#### WHAT YOU SHOULD DO:
Search the data for the string "split" and copy each line in which it appears.

#### GIVEN ENTRIES:

PR #108, opened 2023-11-01
Page permissions

ciaranschutte:


ciaranschutte:
https://github.com/icgc-argo/rdpc-ui/pull/108/files#diff-484f563422813ea468a6ce776b24d347c5dd72d9e792d0e2b1d1786992a7fdd6R456
main part to take a look at. draft stage. will clean up / move to it's own file etc.

src/app/(post-login)/submission/program/[shortName]/clinical-submission/page.tsx
```diff
@@ -451,4 +452,9 @@ const ClinicalSubmissionPage = ({ params: { shortName } }: { params: { shortName
 	}
 };
 
-export default ClinicalSubmissionPage;
+export default pageWithPermissions(ClinicalSubmissionPage as React.ComponentType, [
```
Comment (ciaranschutte) [inline src/app/(post-login)/submission/program/[shortName]/clinical-submission/page.tsx:455]: usage of `as` due to a rabbit hole with EmotionJSX.Element typings
tried to use `React.ComponentType` directly but we are using the Emotion compiler for our tsx. This means all our components return `EmotionJSX.Element | undefined`. I can get the typings working until the `pageWithPermissions` higher order function, but it complains on rendering `<Page>`

src/app/(post-login)/submission/components/ProgramMenu.tsx
```diff
@@ -74,101 +135,51 @@ const parseGQLResp = (data: SideMenuQuery) => {
...
 				<MenuItem
-					level={2}
-					content="All Programs"
-					onClick={setActiveProgram(-1)}
-					selected={pathname === '/submission'}
+					level={3}
+					content={
+						<StatusMenuItem>
+							Register Samples
+							{isSubmissionSystemDisabled ? (
```
demariadaniel, line 162: Just my opinion but I feel like we should move this logic out of render into its own variable given its a nested ternary checking several different conditions

`const StatusIcon = isSubmissionSystemDisabled ? (
		<Icon name="lock" fill="accent3_dark" width="15px" />
	) : programStatusData?.clinicalRegistrationHasError ? (
		<Icon name="exclamation" fill="error" width="15px" />
	) : programStatusData?.clinicalRegistrationInProgress ? (
		<Icon name="ellipses" fill="warning" width="15px" />
	) : null;`
	
	`<StatusMenuItem>
	    Register Samples
	    {StatusIcon}`

src/app/403.tsx
```diff
@@ -0,0 +1,93 @@
...
+ * THIS SOFTWARE IS PROVIDED BY THE COPYRIGHT HOLDERS AND CONTRIBUTORS "AS IS" AND ANY
+ * EXPRESS OR IMPLIED WARRANTIES, INCLUDING, BUT NOT LIMITED TO, THE IMPLIED WARRANTIES
+ * OF MERCHANTABILITY AND FITNESS FOR A PARTICULAR PURPOSE ARE DISCLAIMED. IN NO EVENT
+ * SHALL THE COPYRIGHT HOLDER OR CONTRIBUTORS BE LIABLE FOR ANY DIRECT, INDIRECT,
+ * INCIDENTAL, SPECIAL, EXEMPLARY, OR CONSEQUENTIAL DAMAGES (INCLUDING, BUT NOT LIMITED
+ * TO, PROCUREMENT OF SUBSTITUTE GOODS OR SERVICES; LOSS OF USE, DATA, OR PROFITS;
+ * OR BUSINESS INTERRUPTION) HOWEVER CAUSED AND ON ANY THEORY OF LIABILITY, WHETHER
+ * IN CONTRACT, STRICT LIABILITY, OR TORT (INCLUDING NEGLIGENCE OR OTHERWISE) ARISING IN
+ * ANY WAY OUT OF THE USE OF THIS SOFTWARE, EVEN IF ADVISED OF THE POSSIBILITY OF SUCH DAMAGE.
+ */
```
demariadaniel, line 18: Two issues from testing:

a) attempting to navigate to `register` and `submit` pages is causing 403 errors
b) `/403` page is not found so I'm landing on the 404 page

src/app/(pre-login)/logging-in/page.tsx
```diff
@@ -31,7 +31,7 @@ export default async function LoggingIn() {
 	const { egoJwt, authLoading, setAuthLoading, logIn } = useAuthContext();
 	const EGO_TOKEN_URL = `${EGO_API_ROOT}/api/oauth/ego-token?client_id=${EGO_CLIENT_ID}`;
 
-	if (egoJwt) router.push('/landing-page');
```
demariadaniel, line 34: We can also remove the /landing-page component now that this is working

src/app/(post-login)/submission/components/ProgramMenu.tsx
```diff
@@ -74,101 +135,51 @@ const parseGQLResp = (data: SideMenuQuery) => {
 	};
 };
 
-const ProgramMenu = ({ searchQuery }: { searchQuery: string }) => {
-	const params = useParams();
+const MenuContent = ({ programName }: { programName: string }) => {
 	const pathname = usePathname();
-	const activeProgramName = typeof params.shortName !== 'string' ? '' : params.shortName;
+	const pathnameLastSegment = pathname.split('/')[-1];
```
demariadaniel, line 140: I don't think this is working as intended, [-1] is the same as `pathname.split().-1` and returns `undefined`

src/app/(post-login)/submission/program/[shortName]/clinical-submission/page.tsx
Comment (ciaranschutte) [reply src/app/(post-login)/submission/program/[shortName]/clinical-submission/page.tsx]: https://github.com/icgc-argo/rdpc-ui/pull/108/commits/9e68132df235548f829b056e7b1d482949fc07fb

```typescript
type Component = (...args: any[]) => EmotionJSX.Element; // this works as a component type
```
still some kinks to iron out. Typescript doesn't like implicit returns in functions. This can be toggled as a config but I'd rather try and make it work first. so if we have Components operating with implicit returns like this:
```typescript
type Component = (...args: any[]) => EmotionJSX.Element | undefined; 
```
Typescript won't like the render call when it comes to `<Component/>`
There's probably a way to call a component function to check for `undefined` return type but this seems incorrect to me. 

The way around it is no implicit returns but then you account for all cases and can end up with ugly filler: 
https://github.com/icgc-argo/rdpc-ui/pull/108/commits/9e68132df235548f829b056e7b1d482949fc07fb#diff-484f563422813ea468a6ce776b24d347c5dd72d9e792d0e2b1d1786992a7fdd6R453

src/app/components/Page.tsx
```diff
@@ -0,0 +1,55 @@
...
+type PageProps = {
+	Component: React.ComponentType;
+	acceptedRoles: AcceptedRole[];
+	// Nextjs dynamic routing params
+	urlParams: any;
+};
+
+const Page = ({ Component, acceptedRoles, urlParams }: PageProps) => {
+	const { egoJwt } = useAuthContext();
+	const programName = urlParams.params.shortName;
```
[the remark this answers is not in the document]
ciaranschutte: always good to post examples Jon thanks for asking, always happy to have more info :)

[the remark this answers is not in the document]
ciaranschutte: https://github.com/icgc-argo/rdpc-ui/pull/108/commits/11574e951d7985afe25c97da905b381fe70985fc

How does this look? 
accounts for all variations including `undefined` https://nextjs.org/docs/app/api-reference/file-conventions/page#searchparams-optional

downside is there's some logic order I dislike.... but that's hooks for you. need all the conditionals after the hooks.

src/app/(post-login)/submission/components/ProgramMenu.tsx
ciaranschutte: You are correct - not working as intended.
Had it my head I could negative value it like `slice`
Only positive numbers work in array lookup like this

src/app/(pre-login)/logging-in/page.tsx
ciaranschutte: https://github.com/icgc-argo/rdpc-ui/pull/108/commits/286e6e8789cff1ac5fea29b0b262aaf2653f4042

src/app/(post-login)/submission/components/ProgramMenu.tsx
ciaranschutte: https://github.com/icgc-argo/rdpc-ui/pull/108/commits/26a42b9b392a7eb1625cbdc13f1c86e9a5ef87b4

src/app/(post-login)/submission/components/ProgramMenu.tsx
ciaranschutte: https://github.com/icgc-argo/rdpc-ui/pull/108/commits/5312b370c5a6658f0abbf8f41ff5a26a95a64338

Can't move it out of `render` because it depends on state but I moved it to it's own variable

src/app/(post-login)/submission/components/ProgramMenu.tsx
```diff
@@ -47,7 +47,68 @@ const StatusMenuItem: FC<{ children: ReactNode }> = ({ children }) => {
...
-const parseGQLResp = (data: SideMenuQuery) => {
+const ProgramMenu = ({ searchQuery }: { searchQuery: string }) => {
+	const params = useParams();
+	const pathname = usePathname();
+	const activeProgramName = typeof params.shortName !== 'string' ? '' : params.shortName;
+
+	const { data: programsData, loading, error } = useQuery(SIDEMENU_PROGRAMS);
+	const programs = programsData?.programs || [];
+
+	const [activeProgramIndex, setActiveProgramIndex] = useState(-1);
```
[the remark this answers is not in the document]
ciaranschutte: https://github.com/icgc-argo/rdpc-ui/issues/111
keeping this scoped to page permissions to get it done 
made ticket for this unrelated change

src/app/components/Page.tsx
```diff
@@ -0,0 +1,84 @@
...
+		notFound();
+	} else if (isAuthorized) {
+		return <Component {...urlParams} />;
+	}
+
+	redirect('/403');
+};
+
+// Component type for this project because we use the Emotion compiler
+type Component = (...args: any[]) => EmotionJSX.Element;
```
joneubank, line 73: Cute solution, any chance this will be required in more places with HOCs so maybe we export it from someplace to be reusable?

Also, at a glance, the `any` here could be a generic. I'll try to write out an example of this for you.

src/app/components/Page.tsx
```diff
@@ -0,0 +1,84 @@
...
+// returns Comp or unauthorized based on acceptedRoles
+// params value and types are based on dynamic route of page
+export const pageWithPermissions =
+	// eslint-disable-next-line react/display-name
+	(Component: Component, acceptedRoles: AcceptedRole[]) => (params: any) => {
+		const props = { Component, acceptedRoles, urlParams: params };
+
+		// needs to be Component or hook because we use hooks to check for auth/roles
+		return <Page {...props} />;
+	};
```
joneubank, line 84: Alright I've gone into this more in depth... The actual types this is accepting is URLParams, since this is providing to the page layouts the contents of the page URL params:

```ts
type URLParams = {
    params: {
        [key: string]: string | string[] | undefined;
    } | undefined;
    searchParams: {
        [key: string]: string | string[] | undefined;
    } | undefined;
}
```
Unfortunately, both `params` and `searchParams` are optional (potentially undefined) so when you make the change I am suggesting you will need to update the prop types of all pages that use the `pageWithPermissions` HOC to reflect this URLProps structure and throw errors when the page is accessed.

```suggestion
// Component type for this project because we use the Emotion compiler
type JSXComponent = (args: URLParams) => EmotionJSX.Element;

// returns Comp or unauthorized based on acceptedRoles
// params value and types are based on dynamic route of page
export const pageWithPermissions =
	// eslint-disable-next-line react/display-name
	function (Component: JSXComponent, acceptedRoles: AcceptedRole[]) {
		return function PageWithPermissions(urlParams: URLParams) {
			const props = { Component, acceptedRoles, urlParams };

			// needs to be Component or hook because we use hooks to check for auth/roles
			return <Page {...props} />;
		};
	};
```

src/app/components/Page.tsx
joneubank: Ignore this comment in favour of https://github.com/icgc-argo/rdpc-ui/pull/108/files#r1396014995

src/app/components/Page.tsx
joneubank: I may have another draft of this coming up with a more generic solution that will work with components that don't have the program in the URLParams as well

ciaranschutte:
@joneubank mergeed in your TS / Component changes. added the extra part for undefined ego jwt to be accounted for in SSR prerender

src/app/(post-login)/submission/components/ProgramMenu.tsx
```diff
@@ -47,7 +47,68 @@ const StatusMenuItem: FC<{ children: ReactNode }> = ({ children }) => {
 	);
 };
 
-const parseGQLResp = (data: SideMenuQuery) => {
+const ProgramMenu = ({ searchQuery }: { searchQuery: string }) => {
+	const params = useParams();
+	const pathname = usePathname();
```
joneubank, line 52: I'm not going to request changes for this but...

When we have reliance on param and pathname variables it would probably good to call this out in a TSDoc before the component declaration. It would be best if every component/function had such a documentation block, but especially when there is some usage of URL parameters it would be nice to call out at the top that what the component relies on. This would be a comment that says "Uses query param: `shortName` representing the currently selected program's shortName" and "Uses the URL path to identify which page from the menu is selected. Available pages are `/submission`, `/registration`, and `/clinical-submission`." Or something similar but formatted better and not mixing up options from the multiple components declared in this file.

src/app/components/Page.tsx
```diff
@@ -0,0 +1,71 @@
...
+
+type AcceptedRole = keyof UserRoleList;
+
+// Component type for this project because we use the Emotion compiler
+type JSXComponent<T extends object> = (args: T) => EmotionJSX.Element;
+
+// returns Comp or unauthorized based on acceptedRoles
+// params value and types are based on dynamic route of page
+export const pageWithPermissions =
+	// eslint-disable-next-line react/display-name
```
joneubank, line 37: This linter comment might not be needed now, that's why I was refactoring the returned anonymous function as a named function.

joneubank (approved):
Beauty, thanks.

#### SOLUTION FOR THIS EXERCISE:
+	const pathnameLastSegment = pathname.split('/')[-1];
demariadaniel, line 140: I don't think this is working as intended, [-1] is the same as `pathname.split().-1` and returns `undefined`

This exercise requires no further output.